WORK INSTRUCTION »
Provide the number of lines in the records that hold the string "versions", without any other words.

╭─ GIVEN INFORMATION

PR #3734, opened 2024-12-23
Consider news read if `news.version` > current version

Tejada-Omar:
Avoids two installations of taskwarrior with differing versions from constantly nagging and rewriting `news.version`

Note that this potentially isn't the best behavior across major versions updates, although in that case `task news` doesn't display any new items anyways so it's probably fine


djmitche (approved):
I'm starting to think this functionality is more trouble than it's worth. But this patch is good!

aricursion:
Is this patch part of 3.3.0 or will be released later?

Yedfree (approved):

╰─

RESPONSE »
2